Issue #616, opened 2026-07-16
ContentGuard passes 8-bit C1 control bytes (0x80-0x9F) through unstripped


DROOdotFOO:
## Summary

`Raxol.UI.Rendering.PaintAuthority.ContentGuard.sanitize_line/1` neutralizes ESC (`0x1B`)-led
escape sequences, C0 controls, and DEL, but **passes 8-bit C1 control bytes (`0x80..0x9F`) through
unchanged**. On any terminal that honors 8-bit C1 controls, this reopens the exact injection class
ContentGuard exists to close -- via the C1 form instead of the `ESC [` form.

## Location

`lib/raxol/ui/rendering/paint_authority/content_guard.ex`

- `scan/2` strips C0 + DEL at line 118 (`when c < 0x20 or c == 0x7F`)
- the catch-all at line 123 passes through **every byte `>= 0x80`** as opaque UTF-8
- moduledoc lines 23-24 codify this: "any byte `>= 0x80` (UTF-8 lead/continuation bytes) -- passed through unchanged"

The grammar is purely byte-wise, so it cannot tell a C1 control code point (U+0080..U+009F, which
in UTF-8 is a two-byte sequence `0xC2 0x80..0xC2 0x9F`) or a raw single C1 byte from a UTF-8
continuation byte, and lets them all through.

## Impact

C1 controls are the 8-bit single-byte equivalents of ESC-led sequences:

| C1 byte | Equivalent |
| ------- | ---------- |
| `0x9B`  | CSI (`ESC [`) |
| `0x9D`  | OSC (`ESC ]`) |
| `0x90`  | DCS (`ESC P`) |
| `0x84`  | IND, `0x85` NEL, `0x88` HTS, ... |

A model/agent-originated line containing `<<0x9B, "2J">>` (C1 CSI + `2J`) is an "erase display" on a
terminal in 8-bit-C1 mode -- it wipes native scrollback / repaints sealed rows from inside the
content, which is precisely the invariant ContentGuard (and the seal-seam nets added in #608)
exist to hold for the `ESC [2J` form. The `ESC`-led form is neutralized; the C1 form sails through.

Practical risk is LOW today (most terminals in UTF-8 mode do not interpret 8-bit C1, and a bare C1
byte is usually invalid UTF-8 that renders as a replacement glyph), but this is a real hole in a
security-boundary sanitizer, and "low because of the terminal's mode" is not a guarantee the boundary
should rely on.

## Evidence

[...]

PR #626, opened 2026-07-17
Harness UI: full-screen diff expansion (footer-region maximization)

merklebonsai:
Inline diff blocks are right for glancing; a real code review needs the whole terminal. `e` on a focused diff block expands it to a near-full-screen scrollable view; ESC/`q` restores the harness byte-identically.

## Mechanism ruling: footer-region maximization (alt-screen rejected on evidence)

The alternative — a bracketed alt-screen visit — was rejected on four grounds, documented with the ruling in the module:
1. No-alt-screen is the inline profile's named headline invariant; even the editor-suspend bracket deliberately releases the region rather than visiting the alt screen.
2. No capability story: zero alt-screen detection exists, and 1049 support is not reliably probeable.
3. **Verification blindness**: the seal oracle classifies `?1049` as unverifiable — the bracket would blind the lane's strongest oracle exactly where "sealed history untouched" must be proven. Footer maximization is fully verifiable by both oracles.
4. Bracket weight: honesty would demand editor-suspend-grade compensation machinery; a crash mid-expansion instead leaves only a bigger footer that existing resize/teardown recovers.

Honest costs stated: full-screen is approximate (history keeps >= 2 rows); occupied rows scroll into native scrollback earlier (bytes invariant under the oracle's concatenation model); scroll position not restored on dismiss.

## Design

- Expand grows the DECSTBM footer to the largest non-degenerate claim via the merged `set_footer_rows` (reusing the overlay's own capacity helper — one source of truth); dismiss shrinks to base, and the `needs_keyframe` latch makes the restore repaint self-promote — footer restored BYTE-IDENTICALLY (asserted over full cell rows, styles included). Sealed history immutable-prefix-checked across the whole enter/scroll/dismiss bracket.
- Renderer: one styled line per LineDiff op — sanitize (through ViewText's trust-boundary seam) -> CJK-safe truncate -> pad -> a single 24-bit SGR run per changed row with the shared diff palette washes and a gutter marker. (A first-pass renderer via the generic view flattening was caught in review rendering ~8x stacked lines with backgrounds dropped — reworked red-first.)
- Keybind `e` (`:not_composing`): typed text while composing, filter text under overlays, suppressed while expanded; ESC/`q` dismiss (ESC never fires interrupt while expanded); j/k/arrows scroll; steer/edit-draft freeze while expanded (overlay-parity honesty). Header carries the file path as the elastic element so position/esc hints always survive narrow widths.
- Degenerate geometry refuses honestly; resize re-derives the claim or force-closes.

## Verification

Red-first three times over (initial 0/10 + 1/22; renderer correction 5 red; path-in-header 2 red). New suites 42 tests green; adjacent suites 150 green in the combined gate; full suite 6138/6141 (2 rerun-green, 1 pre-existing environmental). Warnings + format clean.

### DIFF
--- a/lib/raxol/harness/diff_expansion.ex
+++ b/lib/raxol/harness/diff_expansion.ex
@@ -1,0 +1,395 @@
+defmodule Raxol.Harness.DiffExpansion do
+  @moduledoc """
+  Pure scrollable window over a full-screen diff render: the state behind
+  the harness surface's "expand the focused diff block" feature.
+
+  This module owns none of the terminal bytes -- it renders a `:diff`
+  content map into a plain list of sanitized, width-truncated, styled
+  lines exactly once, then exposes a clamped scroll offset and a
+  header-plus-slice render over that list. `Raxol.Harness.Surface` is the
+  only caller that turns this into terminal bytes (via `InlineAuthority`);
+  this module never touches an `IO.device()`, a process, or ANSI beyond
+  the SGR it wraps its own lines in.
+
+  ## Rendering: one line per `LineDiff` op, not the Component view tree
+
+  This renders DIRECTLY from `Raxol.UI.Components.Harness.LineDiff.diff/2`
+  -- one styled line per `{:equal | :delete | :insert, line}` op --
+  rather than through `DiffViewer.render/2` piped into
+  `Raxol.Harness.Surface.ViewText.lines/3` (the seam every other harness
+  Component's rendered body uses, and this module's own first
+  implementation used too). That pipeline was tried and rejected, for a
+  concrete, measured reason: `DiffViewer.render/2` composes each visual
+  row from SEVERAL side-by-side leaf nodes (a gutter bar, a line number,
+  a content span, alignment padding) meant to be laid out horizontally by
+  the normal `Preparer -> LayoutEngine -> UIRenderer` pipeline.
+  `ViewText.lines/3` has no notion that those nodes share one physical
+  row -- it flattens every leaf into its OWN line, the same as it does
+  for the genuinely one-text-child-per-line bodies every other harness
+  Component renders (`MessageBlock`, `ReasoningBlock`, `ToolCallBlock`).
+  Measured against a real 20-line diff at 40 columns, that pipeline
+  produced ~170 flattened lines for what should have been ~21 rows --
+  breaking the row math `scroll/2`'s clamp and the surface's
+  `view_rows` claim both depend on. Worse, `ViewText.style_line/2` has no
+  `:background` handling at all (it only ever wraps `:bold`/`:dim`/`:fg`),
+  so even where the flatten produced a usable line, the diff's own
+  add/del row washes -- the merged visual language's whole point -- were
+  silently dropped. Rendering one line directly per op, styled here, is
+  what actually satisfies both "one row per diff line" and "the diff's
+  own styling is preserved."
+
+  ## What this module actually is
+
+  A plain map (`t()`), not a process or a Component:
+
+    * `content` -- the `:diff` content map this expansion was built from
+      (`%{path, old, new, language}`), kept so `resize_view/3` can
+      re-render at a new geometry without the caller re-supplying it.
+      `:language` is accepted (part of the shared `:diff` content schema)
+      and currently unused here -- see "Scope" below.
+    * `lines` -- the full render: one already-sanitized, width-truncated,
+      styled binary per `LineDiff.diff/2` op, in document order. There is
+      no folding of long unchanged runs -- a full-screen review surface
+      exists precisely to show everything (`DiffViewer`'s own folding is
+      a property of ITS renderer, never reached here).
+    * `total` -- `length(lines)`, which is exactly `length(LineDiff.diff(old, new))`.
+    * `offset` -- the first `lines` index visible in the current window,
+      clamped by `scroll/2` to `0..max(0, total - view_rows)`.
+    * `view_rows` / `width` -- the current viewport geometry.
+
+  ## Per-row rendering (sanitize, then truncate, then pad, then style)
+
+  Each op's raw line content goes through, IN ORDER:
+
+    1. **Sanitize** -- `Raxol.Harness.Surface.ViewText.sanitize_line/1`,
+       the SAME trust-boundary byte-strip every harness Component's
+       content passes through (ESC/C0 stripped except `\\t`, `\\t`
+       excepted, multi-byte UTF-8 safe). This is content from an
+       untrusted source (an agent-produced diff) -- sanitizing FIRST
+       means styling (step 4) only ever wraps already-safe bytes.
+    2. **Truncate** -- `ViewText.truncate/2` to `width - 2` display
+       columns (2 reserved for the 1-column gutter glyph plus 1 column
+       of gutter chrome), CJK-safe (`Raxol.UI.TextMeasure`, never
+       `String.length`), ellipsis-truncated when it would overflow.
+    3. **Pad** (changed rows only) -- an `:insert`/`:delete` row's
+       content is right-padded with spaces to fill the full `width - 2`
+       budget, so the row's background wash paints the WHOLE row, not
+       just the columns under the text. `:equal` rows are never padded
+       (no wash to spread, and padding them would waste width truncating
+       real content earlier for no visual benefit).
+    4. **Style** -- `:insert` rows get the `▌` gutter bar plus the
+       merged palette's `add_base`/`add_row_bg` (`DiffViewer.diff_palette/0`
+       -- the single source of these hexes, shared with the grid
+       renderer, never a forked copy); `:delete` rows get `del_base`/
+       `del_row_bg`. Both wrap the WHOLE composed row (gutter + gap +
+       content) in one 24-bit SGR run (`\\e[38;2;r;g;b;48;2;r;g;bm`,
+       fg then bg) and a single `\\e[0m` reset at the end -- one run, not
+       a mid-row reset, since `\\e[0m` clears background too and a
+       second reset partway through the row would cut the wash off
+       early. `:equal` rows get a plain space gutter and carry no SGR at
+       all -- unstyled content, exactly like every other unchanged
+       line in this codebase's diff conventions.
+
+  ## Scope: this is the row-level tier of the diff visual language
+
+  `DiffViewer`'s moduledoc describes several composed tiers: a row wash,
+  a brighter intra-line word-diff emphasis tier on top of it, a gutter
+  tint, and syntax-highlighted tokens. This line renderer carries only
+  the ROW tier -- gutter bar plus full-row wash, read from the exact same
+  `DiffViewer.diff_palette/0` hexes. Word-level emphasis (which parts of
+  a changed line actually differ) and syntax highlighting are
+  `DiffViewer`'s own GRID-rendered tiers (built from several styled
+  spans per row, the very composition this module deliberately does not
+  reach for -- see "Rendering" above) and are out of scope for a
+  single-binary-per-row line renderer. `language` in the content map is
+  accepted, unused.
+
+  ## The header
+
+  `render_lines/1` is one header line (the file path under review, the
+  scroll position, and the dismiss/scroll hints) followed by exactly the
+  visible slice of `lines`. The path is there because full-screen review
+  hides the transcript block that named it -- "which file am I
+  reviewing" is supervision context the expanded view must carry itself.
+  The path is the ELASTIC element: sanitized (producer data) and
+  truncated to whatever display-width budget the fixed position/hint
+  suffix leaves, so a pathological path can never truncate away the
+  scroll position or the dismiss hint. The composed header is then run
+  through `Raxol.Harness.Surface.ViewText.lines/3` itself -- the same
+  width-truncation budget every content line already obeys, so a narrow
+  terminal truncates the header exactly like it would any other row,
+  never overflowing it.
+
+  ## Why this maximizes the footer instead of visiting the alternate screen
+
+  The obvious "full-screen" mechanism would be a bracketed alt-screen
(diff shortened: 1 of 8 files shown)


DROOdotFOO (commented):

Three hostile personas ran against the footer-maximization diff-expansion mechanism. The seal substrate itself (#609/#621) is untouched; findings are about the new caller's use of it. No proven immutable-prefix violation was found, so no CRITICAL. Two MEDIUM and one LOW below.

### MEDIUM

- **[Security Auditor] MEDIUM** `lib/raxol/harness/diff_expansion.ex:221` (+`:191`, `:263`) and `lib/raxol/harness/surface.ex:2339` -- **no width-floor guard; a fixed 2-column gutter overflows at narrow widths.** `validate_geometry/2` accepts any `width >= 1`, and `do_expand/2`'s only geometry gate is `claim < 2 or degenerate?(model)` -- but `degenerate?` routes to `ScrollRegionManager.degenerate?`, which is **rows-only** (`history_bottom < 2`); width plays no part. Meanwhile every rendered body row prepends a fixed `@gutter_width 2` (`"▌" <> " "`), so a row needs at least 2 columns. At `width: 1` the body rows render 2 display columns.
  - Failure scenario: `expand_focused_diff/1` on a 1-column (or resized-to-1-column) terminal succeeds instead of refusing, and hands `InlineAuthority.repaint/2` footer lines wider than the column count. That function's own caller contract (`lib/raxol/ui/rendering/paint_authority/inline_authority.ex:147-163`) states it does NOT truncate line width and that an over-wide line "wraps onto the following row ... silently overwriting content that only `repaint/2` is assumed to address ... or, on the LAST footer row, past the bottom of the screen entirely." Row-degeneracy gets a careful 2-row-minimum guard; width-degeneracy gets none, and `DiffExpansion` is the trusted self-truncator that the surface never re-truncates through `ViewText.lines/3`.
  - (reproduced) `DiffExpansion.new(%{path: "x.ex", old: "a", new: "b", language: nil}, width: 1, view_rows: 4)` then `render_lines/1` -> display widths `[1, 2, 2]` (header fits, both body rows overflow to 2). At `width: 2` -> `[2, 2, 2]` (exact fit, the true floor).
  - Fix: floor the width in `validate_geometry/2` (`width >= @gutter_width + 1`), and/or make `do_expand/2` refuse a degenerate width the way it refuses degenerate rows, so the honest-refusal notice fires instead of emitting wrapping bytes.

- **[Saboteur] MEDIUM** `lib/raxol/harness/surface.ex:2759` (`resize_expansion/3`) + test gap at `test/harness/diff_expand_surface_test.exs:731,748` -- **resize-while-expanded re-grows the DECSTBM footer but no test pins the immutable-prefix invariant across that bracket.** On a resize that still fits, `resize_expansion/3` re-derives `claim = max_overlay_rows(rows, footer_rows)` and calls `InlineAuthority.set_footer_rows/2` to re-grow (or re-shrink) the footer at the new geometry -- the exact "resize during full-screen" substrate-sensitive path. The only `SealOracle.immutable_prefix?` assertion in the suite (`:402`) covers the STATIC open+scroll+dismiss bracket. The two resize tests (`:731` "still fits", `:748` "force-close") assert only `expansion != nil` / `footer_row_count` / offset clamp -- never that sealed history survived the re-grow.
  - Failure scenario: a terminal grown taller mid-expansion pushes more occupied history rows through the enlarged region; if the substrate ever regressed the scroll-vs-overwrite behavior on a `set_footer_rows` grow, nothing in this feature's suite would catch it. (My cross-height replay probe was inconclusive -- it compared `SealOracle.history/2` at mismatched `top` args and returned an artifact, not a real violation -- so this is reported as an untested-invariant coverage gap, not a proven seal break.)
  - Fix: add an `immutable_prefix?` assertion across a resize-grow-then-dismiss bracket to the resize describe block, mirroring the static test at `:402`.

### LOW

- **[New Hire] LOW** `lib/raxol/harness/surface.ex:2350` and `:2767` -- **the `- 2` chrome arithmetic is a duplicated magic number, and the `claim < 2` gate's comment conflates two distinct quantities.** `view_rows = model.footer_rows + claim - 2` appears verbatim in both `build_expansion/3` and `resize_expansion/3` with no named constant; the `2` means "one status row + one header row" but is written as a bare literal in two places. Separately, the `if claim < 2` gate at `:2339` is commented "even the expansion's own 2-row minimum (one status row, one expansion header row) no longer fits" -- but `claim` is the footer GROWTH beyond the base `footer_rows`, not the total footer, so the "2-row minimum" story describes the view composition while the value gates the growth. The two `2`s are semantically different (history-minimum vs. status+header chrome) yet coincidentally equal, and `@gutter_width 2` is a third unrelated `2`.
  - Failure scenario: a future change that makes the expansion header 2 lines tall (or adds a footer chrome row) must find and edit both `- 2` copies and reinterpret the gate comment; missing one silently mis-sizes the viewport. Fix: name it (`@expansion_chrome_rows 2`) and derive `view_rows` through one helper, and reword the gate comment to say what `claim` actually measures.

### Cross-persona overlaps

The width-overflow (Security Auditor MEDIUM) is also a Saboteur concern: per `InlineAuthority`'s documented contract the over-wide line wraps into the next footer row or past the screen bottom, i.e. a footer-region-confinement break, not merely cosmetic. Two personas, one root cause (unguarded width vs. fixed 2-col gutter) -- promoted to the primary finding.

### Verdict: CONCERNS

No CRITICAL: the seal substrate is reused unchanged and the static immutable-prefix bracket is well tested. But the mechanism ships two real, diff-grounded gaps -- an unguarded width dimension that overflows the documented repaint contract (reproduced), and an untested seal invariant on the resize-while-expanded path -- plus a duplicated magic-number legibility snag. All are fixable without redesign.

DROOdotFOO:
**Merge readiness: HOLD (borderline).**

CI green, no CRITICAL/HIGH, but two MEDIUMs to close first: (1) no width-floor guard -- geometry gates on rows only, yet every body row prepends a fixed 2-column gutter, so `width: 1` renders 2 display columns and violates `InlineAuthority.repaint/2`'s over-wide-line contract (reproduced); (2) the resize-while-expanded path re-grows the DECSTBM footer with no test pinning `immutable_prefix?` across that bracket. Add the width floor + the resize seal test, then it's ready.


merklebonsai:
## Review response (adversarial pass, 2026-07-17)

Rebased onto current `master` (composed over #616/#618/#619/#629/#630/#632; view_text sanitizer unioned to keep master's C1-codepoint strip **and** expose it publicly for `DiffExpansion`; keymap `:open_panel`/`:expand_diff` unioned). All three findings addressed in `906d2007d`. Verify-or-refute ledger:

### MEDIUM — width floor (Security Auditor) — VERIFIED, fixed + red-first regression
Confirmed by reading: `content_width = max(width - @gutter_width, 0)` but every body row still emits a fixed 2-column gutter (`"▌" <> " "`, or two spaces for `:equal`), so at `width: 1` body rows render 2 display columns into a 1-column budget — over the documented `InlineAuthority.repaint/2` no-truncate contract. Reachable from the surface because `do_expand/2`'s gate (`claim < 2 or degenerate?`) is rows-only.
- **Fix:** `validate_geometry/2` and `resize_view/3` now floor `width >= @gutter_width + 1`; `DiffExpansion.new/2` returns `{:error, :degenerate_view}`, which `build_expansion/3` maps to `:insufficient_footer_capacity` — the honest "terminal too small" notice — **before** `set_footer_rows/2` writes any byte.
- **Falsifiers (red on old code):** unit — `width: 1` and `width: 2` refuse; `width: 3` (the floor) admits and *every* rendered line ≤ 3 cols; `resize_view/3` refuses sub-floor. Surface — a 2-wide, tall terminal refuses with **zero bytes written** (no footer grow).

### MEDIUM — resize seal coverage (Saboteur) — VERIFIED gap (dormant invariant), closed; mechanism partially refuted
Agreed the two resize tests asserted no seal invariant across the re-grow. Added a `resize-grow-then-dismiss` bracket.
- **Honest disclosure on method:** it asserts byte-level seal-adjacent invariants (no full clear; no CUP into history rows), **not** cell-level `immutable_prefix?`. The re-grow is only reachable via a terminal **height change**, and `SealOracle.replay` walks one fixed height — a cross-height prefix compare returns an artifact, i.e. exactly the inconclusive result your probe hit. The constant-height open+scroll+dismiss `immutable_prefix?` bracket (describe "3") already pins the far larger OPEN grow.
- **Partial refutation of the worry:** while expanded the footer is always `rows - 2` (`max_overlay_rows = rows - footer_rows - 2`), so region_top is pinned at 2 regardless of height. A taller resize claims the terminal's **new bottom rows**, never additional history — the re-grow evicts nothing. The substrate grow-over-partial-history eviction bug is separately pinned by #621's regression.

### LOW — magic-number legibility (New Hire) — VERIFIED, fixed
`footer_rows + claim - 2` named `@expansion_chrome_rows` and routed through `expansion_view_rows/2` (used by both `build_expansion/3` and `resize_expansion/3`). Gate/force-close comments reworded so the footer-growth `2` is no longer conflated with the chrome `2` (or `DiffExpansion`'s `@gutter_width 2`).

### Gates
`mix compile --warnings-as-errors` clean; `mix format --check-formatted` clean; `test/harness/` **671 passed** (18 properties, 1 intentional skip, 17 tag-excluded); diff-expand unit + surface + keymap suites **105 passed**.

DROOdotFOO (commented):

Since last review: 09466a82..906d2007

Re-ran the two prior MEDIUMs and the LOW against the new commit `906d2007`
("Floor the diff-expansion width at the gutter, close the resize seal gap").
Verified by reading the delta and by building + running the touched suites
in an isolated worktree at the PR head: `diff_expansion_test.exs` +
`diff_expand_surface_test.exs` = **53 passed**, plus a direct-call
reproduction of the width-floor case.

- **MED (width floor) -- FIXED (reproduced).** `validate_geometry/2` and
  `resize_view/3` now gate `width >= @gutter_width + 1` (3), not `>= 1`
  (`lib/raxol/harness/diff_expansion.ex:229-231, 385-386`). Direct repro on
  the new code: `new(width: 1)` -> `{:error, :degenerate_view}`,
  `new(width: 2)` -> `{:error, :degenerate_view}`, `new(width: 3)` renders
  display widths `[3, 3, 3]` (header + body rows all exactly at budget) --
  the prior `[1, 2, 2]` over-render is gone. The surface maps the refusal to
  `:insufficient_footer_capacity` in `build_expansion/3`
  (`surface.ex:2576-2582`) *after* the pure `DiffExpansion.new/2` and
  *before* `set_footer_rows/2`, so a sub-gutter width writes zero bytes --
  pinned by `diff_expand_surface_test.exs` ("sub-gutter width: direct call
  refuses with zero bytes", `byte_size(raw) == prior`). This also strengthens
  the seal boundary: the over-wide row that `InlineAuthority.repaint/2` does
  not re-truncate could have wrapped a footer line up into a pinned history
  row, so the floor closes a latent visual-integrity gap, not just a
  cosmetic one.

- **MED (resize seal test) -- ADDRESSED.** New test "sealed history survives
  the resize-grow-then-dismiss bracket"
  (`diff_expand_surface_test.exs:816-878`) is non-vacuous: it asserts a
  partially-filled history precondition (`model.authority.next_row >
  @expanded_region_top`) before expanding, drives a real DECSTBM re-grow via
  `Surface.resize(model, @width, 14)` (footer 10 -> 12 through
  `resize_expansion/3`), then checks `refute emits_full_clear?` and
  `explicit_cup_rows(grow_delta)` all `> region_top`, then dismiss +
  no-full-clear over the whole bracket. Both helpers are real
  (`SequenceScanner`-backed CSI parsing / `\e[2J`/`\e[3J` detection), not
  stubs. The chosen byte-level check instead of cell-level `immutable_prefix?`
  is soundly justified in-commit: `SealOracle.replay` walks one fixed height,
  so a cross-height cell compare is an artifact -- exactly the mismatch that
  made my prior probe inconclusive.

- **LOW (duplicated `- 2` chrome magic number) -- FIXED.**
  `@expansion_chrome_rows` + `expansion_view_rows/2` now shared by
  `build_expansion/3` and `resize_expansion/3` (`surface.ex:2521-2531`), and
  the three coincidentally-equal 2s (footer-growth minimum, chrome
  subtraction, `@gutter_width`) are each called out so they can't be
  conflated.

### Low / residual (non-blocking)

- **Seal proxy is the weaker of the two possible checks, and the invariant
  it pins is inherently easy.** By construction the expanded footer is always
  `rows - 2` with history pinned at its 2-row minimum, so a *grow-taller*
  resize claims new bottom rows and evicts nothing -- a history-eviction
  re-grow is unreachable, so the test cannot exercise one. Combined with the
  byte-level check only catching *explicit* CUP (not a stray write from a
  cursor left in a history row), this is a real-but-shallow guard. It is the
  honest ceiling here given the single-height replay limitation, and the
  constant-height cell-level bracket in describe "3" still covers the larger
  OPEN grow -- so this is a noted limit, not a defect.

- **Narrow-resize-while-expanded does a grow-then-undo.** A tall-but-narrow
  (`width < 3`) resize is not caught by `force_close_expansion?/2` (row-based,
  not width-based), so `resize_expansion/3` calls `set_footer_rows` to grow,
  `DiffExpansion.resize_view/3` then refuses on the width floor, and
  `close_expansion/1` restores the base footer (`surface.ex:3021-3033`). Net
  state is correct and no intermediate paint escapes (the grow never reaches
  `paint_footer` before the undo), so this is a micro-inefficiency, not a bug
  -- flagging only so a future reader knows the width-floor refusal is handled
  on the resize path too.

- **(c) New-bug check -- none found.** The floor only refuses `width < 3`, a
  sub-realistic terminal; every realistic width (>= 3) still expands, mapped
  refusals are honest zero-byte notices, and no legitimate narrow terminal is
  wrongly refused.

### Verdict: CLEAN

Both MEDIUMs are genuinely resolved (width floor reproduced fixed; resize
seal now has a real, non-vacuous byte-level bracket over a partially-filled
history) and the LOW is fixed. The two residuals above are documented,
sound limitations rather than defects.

- [ABOUT THIS EXERCISE]:
Copy the lines above exactly. Start with the line containing "columns, that pipeline", end with the line containing "which is exactly", and include both.

- [EXERCISE ANSWER]:
+  Measured against a real 20-line diff at 40 columns, that pipeline
+  produced ~170 flattened lines for what should have been ~21 rows --
+  breaking the row math `scroll/2`'s clamp and the surface's
+  `view_rows` claim both depend on. Worse, `ViewText.style_line/2` has no
+  `:background` handling at all (it only ever wraps `:bold`/`:dim`/`:fg`),
+  so even where the flatten produced a usable line, the diff's own
+  add/del row washes -- the merged visual language's whole point -- were
+  silently dropped. Rendering one line directly per op, styled here, is
+  what actually satisfies both "one row per diff line" and "the diff's
+  own styling is preserved."
+
+  ## What this module actually is
+
+  A plain map (`t()`), not a process or a Component:
+
+    * `content` -- the `:diff` content map this expansion was built from
+      (`%{path, old, new, language}`), kept so `resize_view/3` can
+      re-render at a new geometry without the caller re-supplying it.
+      `:language` is accepted (part of the shared `:diff` content schema)
+      and currently unused here -- see "Scope" below.
+    * `lines` -- the full render: one already-sanitized, width-truncated,
+      styled binary per `LineDiff.diff/2` op, in document order. There is
+      no folding of long unchanged runs -- a full-screen review surface
+      exists precisely to show everything (`DiffViewer`'s own folding is
+      a property of ITS renderer, never reached here).
+    * `total` -- `length(lines)`, which is exactly `length(LineDiff.diff(old, new))`.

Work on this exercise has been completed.